Permanent Magnet Brakes
Permanent magnet brakes stop or hold a load when electrical power is either accidentally lost or intentionally disconnected. They are sometimes called “fail safe” brakes and use a permanent magnet to attract a single face armature. As the brake is engaged, the magnets create magnetic lines of flux, which can turn to attract the armature to the brake housing. To disengage the brake, power is applied to the coil, which sets up an alternate magnetic field that cancels out the magnetic flux of the permanent magnets. Permanent brakes are engaged when no power is applied to them and can hold or stop when power is lost or unavailable.
Design Tip: Multiple disks can also be used to increase brake torque, without increasing brake diameter.
Electromagnetic Brakes
Electromagnetic brakes have a coil in a shell, a hub, and an armature. An electrical circuit engages the brake as it energizes the coil. The current runs through the coil and generates a magnetic field. The magnetic flux acts directly between the armature and field. The armature is pulled into contact with the rotor when the magnetic flux overcomes the air gap between the armature and field. All of the torque comes from the magnetic attraction and coefficient of friction between the steel of the armature and the steel of the brake field.
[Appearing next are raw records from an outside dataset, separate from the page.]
PR #75, opened 2020-05-18
60287 pass subscriber configuration from Reader to Handler

dawidkeshop:


src/CaptainHook.DirectorService/DirectorService.cs
```diff
@@ -81,29 +82,7 @@ protected override async Task RunAsync(CancellationToken cancellationToken)
...
-                                PartitionSchemeDescription = new SingletonPartitionSchemeDescription(),
-                                ServiceTypeName = ServiceNaming.EventReaderServiceType,
-                                ServiceName = new Uri(readerServiceNameUri),
-                                InitializationData = initializationData,
-                                PlacementConstraints = _defaultServiceSettings.DefaultPlacementConstraints
-                            },
-                            TimeSpan.FromSeconds(30),
-                            cancellationToken);
-                    }
+                    await CreateServiceForSubscriber(subscriber, serviceList, cancellationToken);
```
tabman83, line 85: This has been discussed on a separate project - as per MS conventions we should consider adding the -Async suffix to any async method to improve clarity.

dawidkeshop: Sure

src/CaptainHook.Common/MessageData.cs
```diff
@@ -51,5 +53,14 @@ public MessageData(string payload, string type, string subscriberName, string re
...
 
+        /// <summary>
+        /// The subscriber configuration related to the message.
+        /// </summary>
+        public SubscriberConfiguration SubscriberConfig { get; set; }
+
+        /// <summary>
+        /// The Webhook configuration related to the message.
+        /// </summary>
+        public WebhookConfig WebhookConfig { get; set; }
```
mszymeshop, line 64: We can probably get rid of that and start relying on `SubscriberConfig` entirely. To be added as a Tech Debt as discussed offline.

src/CaptainHook.Common/ServiceModels/EventReaderInitData.cs
```diff
@@ -41,6 +45,19 @@ public static EventReaderInitData FromSubscriberConfiguration(SubscriberConfigur
             };
         }
 
+        public static EventReaderInitData FromSubscriberConfiguration(SubscriberConfiguration subscriberConfiguration, WebhookConfig webhookConfig)
```
mszymeshop, line 48: The above method is probably no longer needed or both can be merged together.

src/CaptainHook.EventHandlerActor/Handlers/EventHandlerFactory.cs
```diff
@@ -57,10 +51,10 @@ public IHandler CreateEventHandler(string eventType, string subscriberName)
                     _authenticationHandlerFactory,
                     _requestLogger,
                     _bigBrother,
-                    subscriberConfig);
+                    messageData.SubscriberConfig);
             }
 
-            return CreateWebhookHandler(subscriberConfig.Name);
+            return CreateWebhookHandler(messageData.WebhookConfig);
```
mszymeshop, line 57: Potentially you could just pass the WebhookConfig from the subscriber here. If that is out of scope let's include it in the tech debt which was discussed.

src/CaptainHook.Common/MessageData.cs
chomick: Yes, we will have to refactor the models over time but would minimise changes for now.

src/CaptainHook.DirectorService/DirectorService.cs
```diff
@@ -144,6 +124,67 @@ protected override async Task RunAsync(CancellationToken cancellationToken)
...
+                   TimeSpan.FromSeconds(30),
+                   cancellationToken);
+            }
+        }
+
+        private static (string newName, string oldName) FindServiceNames(ICollection<string> serviceList, string readerServiceNameUri)
+        {
+            string newName = $"{readerServiceNameUri}-a", oldName = null;
+
+            if (serviceList.Contains(readerServiceNameUri))
```
mszymeshop, line 163: I would consider simplifying the algorithm. My suggestion: find the first occurrence of `uri, uri-b, uri-a` in `serviceList` and use it as `oldName`. If `oldName` matches `newName` use `uri-b` instead as newName. What do you think @dawidkeshop ?

dawidkeshop: Yes, you're right. Especially that there is possibility that more than one service should be deleted.

mszymeshop:
After the compatibility commit, it looks good ✔️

Deceleration occurs when the armature contacts the field, and the torque transfers into the field housing and machine frame. Turing off power causes the flux to fall rapidly, the armature to separate, and disengagement to occur. Springs are used to help push the armature away from the surface and maintain an air gap.
Eddy Current Brakes
Eddy current brakes develop torque by the direct magnetic linking of the rotor to the stator. A magnetic field induces a voltage in moving objects and the induced voltage causes an eddy current to flow in any conducting objects. The electrical current is sent to coils, which alternate polarities, creating an electromagnetic field. This change in magnetic flux induces a small circulating current in the conductor called an ‘eddy current’.
Eddy currents are generated in two rotors as they spin through the field and slow the rotation of the driveshaft. The first current created generates an opposing current. The counter-opposing flux and Lorentz force reduces the velocity of the object. Ohmic losses and significant heating are also produced by the current. Eddy current brakes must have a slip between the rotor and the stator to generate torque.
There are two types of Eddy current brakes.
Rotational or circular brakes are connected to a rotating coil and magnetic field between the rotor and the coil, creating a resistance that’s used to generate electricity. A braking force is possible when electric current is passed through the electromagnets.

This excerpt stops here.